An app that you now have to maintain. The point of spending $5 a month is not to have to deal with that hassle. It makes zero sense to do it to save money. SaaS customers really aren’t in the business of SaaS cloning.
The only people that might look into cloning an existing business are competitors, and by virtue of being competitors they already were a danger to the business.
Companies are happy to pay for SaaS products that are being run by a team of people who are experts in that domain and are also responsible for anything that goes wrong. Cloning something in house, no matter how it's done, doesn't bring you the subject matter experts and it shifts the responsibility/blame internally.
I make online software so advanced that nobody knew it was even possible to begin with. So I think I'm good, AI can try all day long.
And I'm not even joking.
I have replaced software that costs a pretty penny per month.
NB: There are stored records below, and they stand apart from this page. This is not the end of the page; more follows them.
Issue #347, opened 2017-04-25
Control plane pods are all scheduled to same node when installing w/ multiple masters


chancez:
Currently the scheduler/controller-manager pods are setup with `preferredDuringSchedulingIgnoredDuringExecution` to attempt to have the pod's spread across different nodes for increased redundancy. 

Unfortunately, in practice, everytime I have installed tectonic, these pods are all landing on the same node. 2 copies of scheduler, and 2 copies of controller-manager will be running on the master which successfully bootstraps first. This makes sense, because once the first master is ready, it will be the only node marked as ready for scheduling these pods, and it will schedule all of them to itself.

One solution is to change the affinity we use from`preferredDuringSchedulingIgnoredDuringExecution` to `requiredDuringSchedulingIgnoredDuringExecution` when the user chooses to use more than 1 master. As mentioned by @aaronlevy, we cannot use `requiredDuringSchedulingIgnoredDuringExecution` with single master setups, as this will break self-hosted upgrades of master components.

Going this route means that scaling up from 1 master to multiple masters will have a similar problem, and the affinity won't be updated with addition of another master node in the ASG, and all pods will still be running on the original master when the other master comes up. 

This is not any worse than today's situation, and the change proposed above solves the issue for multi-master. Longer-term, we can consider building out tooling/features to help people go from single master to multi-master, since this won't go away soon, but is likely to be a common use-case. As much as it would be nice to keep manifests/config for multi-master and single-master unified, I think that having a different configuration based on the setup is unavoidable if we want to optimize for true HA.

chancez:
cc @aaronlevy since we discussed this a bit in slack.

metral:
Outside of kicking the tires & P.O.C's, do we have any insight into how often folks are wanting to provision a single master cluster vs. a HA setup?

It seems that defaulting to multi-master, and enforcing `requiredDuringSchedulingIgnoredDuringExecution` would be preferable for most use-cases.

aaronlevy:
fwiw it wouldn't just be a provision time, if they ever scaled down to 1 master - upgrades would stop working if we enforce 'require'.

Also, the control-plane components will be naturally re-balanced during the first update (because the pods would be re-created).

My initial preference would be that we don't make assumptions based on initial number of nodes -- because those assumptions could later be wrong (e.g. scale down).

[...]

PR #1129, opened 2017-06-19
bootkube: Add required pod anti-affinity field with proper label selectors.

yifan-gu:
Per discussion at https://github.com/coreos/tectonic-installer/issues/347#issuecomment-307177869,
the core components will now have a required pod anti-affinity field
with a label selector that selects labels of the pods of the same version,
so that multiple pods of the same version don't get scheduled into one node while
the pods of different versions can still be scheduled together

/cc @aaronlevy @alexsomesan @s-urbaniak @Quentin-M

### DIFF
--- a/modules/bootkube/assets.tf
+++ b/modules/bootkube/assets.tf
@@ -96,6 +96,8 @@ resource "template_dir" "bootkube" {
     etcd_client_key = "${base64encode(file(
       var.etcd_client_key != "" ? var.etcd_client_key : "/dev/null"
     ))}"
+
+    tectonic_version = "${var.versions["tectonic"]}"
   }
 }
 
--- a/modules/bootkube/assets.tf
+++ b/modules/bootkube/assets.tf
@@ -98,6 +98,8 @@ resource "template_dir" "bootkube" {
     ))}"
 
     tectonic_version = "${var.versions["tectonic"]}"
+
+    master_count = "${var.master_count}"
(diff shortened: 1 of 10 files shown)


Quentin-M:
Is this change happening as well on bootkube? What would be a good way to test for the expected behavior and for any regressions?

yifan-gu:
@Quentin-M 
First question: Yes, it's happening in kvo. 
Second question: I am adding a test in kvo for this but not sure what to test here.

Another thing I found is that the replica number of the controller manager and scheduler is now 2. Can we change it to the number of nodes?

Quentin-M:
@yifan-gu I am not exactly sure what this was set to 2 only. I agree that it should probably be the number of master nodes? Note however that for bare-metal, the `tectonic_master_count` variable is unused and `${length(var.tectonic_metal_controller_names)}` should be used instead. Ping me if you need help!

yifan-gu:
@Quentin-M OK, sounds good, I will tackle this after writing my kvo tests. But so far the `make apply` works as expected.

Quentin-M:
@yifan-gu Thanks lots!

Quentin-M:
@yifan-gu Needs rebase.

Quentin-M:
Tests passed. @aaronlevy you feel okay with this?

aaronlevy:
lgtm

This was possible since opus 4.6... Im probably an outlier though and I don't actually think the practice is very widespread.
Customer service is a moat that can justifies premium pricing.
Premium pricing segments the market for customers who see value in what you do.
And premium pricing allows you to afford customer service.
Start? We're well past that. If your SaaS is just a fancy wrapper on some CRUD it's already been cloned by AI a dozen times. Even if it has some level of sophistication, unless there is a trove of data that only you have access to, it's already been cloned.
Have to train on top of the models or have some sauce not publically available.
Hard part has never been building software anyway ita getting clients and building trust with them.
You did not get my point. My point was about if user just start cloning apps they are already using.
This doesn’t work now unfortunately as described. Cloning is multi-months effort and it’s hard even when you know what you’re doing. If you want to have a sellable clone, it’s even harder challenge as users wouldn’t tolerate sloppy work when better alternatives exist.
You just discovered the SaaSpocalypse that began around January this year.
Is there an actual SaaSpocalypse, or just people saying it is going to happen? Because I haven’t seen it with my eyes, and it’s not like business owners are flooding to HN to complain how AI has killed their business.
I'm not sure "SaaSpocalypse" is anything more than hyperbole, but there is a grain of truth behind the thought - What I'm seeing is not companies saying "We should re-write this product we use" as much as it is resellers saying "We can be more than middle-men if we create our own."
What's going away is really shitty business models out of spite. I'd rather not build it myself, I'd rather just pay someone else to do it, but if the vendor is being a bunch of shitheads, I'll roll up my sleeves and replace them.